> **ACTIVITY**
Track down every line below that holds "safety" and copy it.

BEGIN EXTRACTED INFORMATION

PR #317, opened 2024-11-05
Add type safety and type hinting

ashleyzhang01:
Type safety is important for catching bugs early, facilitating refactoring, and improving overall maintainability. 
We should use type hints makes the code more understandable to both developers and static type checkers, so our code can be more reliable and predictable

We should:
- Use type hints
- Write code in a more functional style
- Add comments for things like magic values, unintuitive behaviors, gotchas, external context, etc.
- Types should have capitalized names
- Keep things pythonic (e.g. use list comprehensions, avoid explicit for-loops, use built-in functions and libraries)
- Use type aliases to give semantic meaning to primitive types (e.g., `ModelPath = str`)
- Functions should typically return a singular type rather than unions
- Functions not used outside their module should be prefixed with `_`
- Use context managers (`with` statements) for resource management
- Consider using Protocol classes for structural typing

END EXTRACTED INFORMATION

> **OUTPUT OF THE TASK**
Add type safety and type hinting
Type safety is important for catching bugs early, facilitating refactoring, and improving overall maintainability. 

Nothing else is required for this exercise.